Exercise prompt :: Find every line below with the word "that" in it, and copy each one.

Material supplied ::
-- Opening Marker --

PR #7205, opened 2019-05-15
[PT-2019] add Rhys Evans interview to speaker page

MiguelAlho:
We have added the first of the speaker interviews to help promote them and the event and are using the speakers page to add this content (instead of a specific landing page). no CSS changes have been made for this (though that was considered a possibility in the website slack channel discussion)

### DIFF
--- a/content/events/2019-portugal/speakers/rhys-evans.md
+++ b/content/events/2019-portugal/speakers/rhys-evans.md
@@ -6,8 +6,37 @@ type = "speaker"
 linktitle = "rhys-evans"
 +++
 
-#### Speaker
+### Speaker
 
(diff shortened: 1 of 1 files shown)


bridgetkromhout:
Sounds good. I checked out https://deploy-preview-7205--devopsdays-web.netlify.com/events/2019-portugal/speakers/rhys-evans/ and it does show the interview content (albeit in the left column, so it does show up as somewhat narrow).

MiguelAlho:
thanks @bridgetkromhout ! I think that, with the <hr>s , there is a clearer divsion of content. and with the limited time we have, exploring other options might set us back a bit. But thanks again for the info you sent on the slask channel. I want to explore that further for future events.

-- Closing Marker --

Final answer ::
We have added the first of the speaker interviews to help promote them and the event and are using the speakers page to add this content (instead of a specific landing page). no CSS changes have been made for this (though that was considered a possibility in the website slack channel discussion)
thanks @bridgetkromhout ! I think that, with the <hr>s , there is a clearer divsion of content. and with the limited time we have, exploring other options might set us back a bit. But thanks again for the info you sent on the slask channel. I want to explore that further for future events.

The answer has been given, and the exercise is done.